With many hoarders it an obsessive compulsive type problem. Many start after a traumatic event or time period in their life. This women was just plain old nasty. I think it was just as much about power with her. 

They were able to auction of 14K of her stuff. Too bad, if she had tried harder earlier to salvage stuff for auction/sale she could've gotten  more but she let things including her last chance get out of control. You would figure the new owners giving her the luxury & courtesy of time to get her stuff would've been enough but she just took advantage of a very gracious opportunity. Nasty selfish women in my book. She got what she deserved.


----------



## RadishRose (Jan 23, 2017)

Co-incidentally on my TV right now is a YouTube show about cleaning and de-cluttering in Japan.

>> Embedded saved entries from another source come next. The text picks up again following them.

PR #11118, opened 2021-12-02
[auth] Add current Azure display name to CLI and UI

jigold:
I still need to test this works with dev deploy.


danking (dismissed):
LGTM. We could just merge and check in default. No one is bothered if it breaks.

jigold:
This is not actually working.

jigold:
I'll revisit this once #11115 is merged.

danking (changes requested):
dismiss when you're ready for a new look

jigold:
Closing in favor of #11147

It is explaining (translated) how, in Japan, they thank the objects that need to be discarded for their good service. They say that makes it easier to part with the now useless things so the owners don't feel as if they are throwing away part of their identities.

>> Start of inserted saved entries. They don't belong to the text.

PR #11122, opened 2021-12-02
[hailgenetics] automate building and publishing of hailgenetics/python-dill

danking:
Previously python-dill lived both at gcr.io/hail-vdc/python-dill and gcr.io/hail-vdc/hailgenetics/python-dill
and hailgenetics/python-dill. This PR eliminates the first home because it is incongruous with
the other hailgenetics images. I also duplicated the Dockerfiles because that is the easiest
way to create multiple images in build.yaml.


docker/python-dill/build-and-push.sh
```diff
@@ -0,0 +1,11 @@
+#!/bin/bash
+
+set -ex
+
+for version in 3.6 3.6-slim 3.7 3.7-slim 3.8 3.8-slim
+do
+    python3 ../../../ci/jinja2_render.py '{"global":{"docker_prefix":'${DOCKER_PREFIX}'}}' python-dill/Dockerfile.$version python-dill/Dockerfile.$version.rendered
+    ../../docker-build.sh . Dockerfile.$version.rendered $(DOCKER_PREFIX)/hailgenetics/python-dill:$version
+    DOCKER_BUILDKIT=1 docker tag $(DOCKER_PREFIX)/hailgenetics/python-dill:$version docker.io/hailgenetics/python-dill:$version
```
jigold, line 9: Doesn't this assume whomever uses this script has access to our dockerhub hailgenetics? Couldn't someone want to run this script in their own project and not push the image to docker hub? Or is this the purpose of putting it in build.yaml?

jigold (changes requested):

build.yaml
```diff
@@ -3732,13 +3794,39 @@ steps:
...
+                             /io/github-oauth
+
+      retry() {
+          "$@" ||
+              (sleep 2 && "$@") ||
+              (sleep 5 && "$@");
+      }
+
+      retry skopeo copy {{ hailgenetics_hail_image.image }} docker.io/hailgenetics/hail:$HAIL_PIP_VERSION
+      retry skopeo copy {{ hailgenetics_hail_image.image }} gcr.io/hail-vdc/hailgenetics/hail:$HAIL_PIP_VERSION
```
daniel-goldstein, line 3811: The `gcr.io/hail-vdc` should be `{{ global.docker_prefix }}`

It said in Japan, people who go to outdoor concerts actually clean up their own trash!

I didn't see this episode of Hoarders but have seen some other horrifying things on that show.


----------



## jujube (Jan 23, 2017)

I could tell she had been ruling the roost for quite some time as her two brothers seemed to be scared to death to confront her.  

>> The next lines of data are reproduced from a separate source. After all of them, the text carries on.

PR #11123, opened 2021-12-02
[batch] Use premium SSD data disks in Azure

jigold:


jigold:
Bump. This needs to go into production before we do massive scale tests since Standard_SSD charges per IO operation.

jigold:
Actually, this seems to cause instances to hang when using an actual data disk. I'm going to put the WIP tag on until I get a chance to investigate

danking (changes requested):
dismiss when you're ready for a new look

jigold:
I'm not sure if we need a Premium SSD on the os disk or not.

jigold:
See question, but otherwise tests are passing.

batch/batch/cloud/azure/resource_utils.py
```diff
@@ -90,7 +89,7 @@ def azure_worker_properties_to_machine_type(worker_type: str, cores: int, local_
         return f'Standard_F{cores}s_v2'
 
     if local_ssd_data_disk:
-        additive_features = 'd'
+        additive_features = 'ds'
```
jigold, line 92: d means use a local SSD data disk. s means support premium disks.

danking (dismissed):
x

danking (approved):

PR #11127, opened 2021-12-03
[batch] Delete dead token code

daniel-goldstein:
I moved these functions into methods on the worker API in `instance_env.py` and forgot to delete the old file.


danking:
I am increasingly jealous of your lines deleted count.

PR #98, opened 2017-02-02
Fix issue with stored state potentially referencing freed memory.

marsupial:


lib/Interpreter/Interpreter.cpp
```diff
@@ -1177,6 +1177,27 @@ namespace cling {
   }
 
   void Interpreter::unload(Transaction& T) {
+    // Clear any stored states that reference the llvm::Module.
+    // Do it first in case
```
karies: "...in case" what? (Merging nonetheless, but I'd appreciate an email or a follow-up PR. I can guess but you know!)

karies:
Merged - thanks!

lib/Interpreter/Interpreter.cpp
marsupial: I guess it's a euphemism, generally bad things, like "just in case"
Specifically, do it first while we know Transaction& T to be valid.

Sort of the stereotypical old Southern Miss Daisy type who was used to getting her way and not having to accommodate anyone else.  

I had a friend who had a mother-in-law like that.  I got a big kick out of some of the stories she told about her.


----------



## Kitties (Jan 24, 2017)

Yes, many of these people have mental issues. I didn't see this episode. I find this show almost impossible to watch.

"she argued over a chest full of sand" This is the stuff that drives me crazy. They will have five people standing with them trying to make them realize what they want to keep is a rotting or broken piece of worthless junk. But they don't see it. 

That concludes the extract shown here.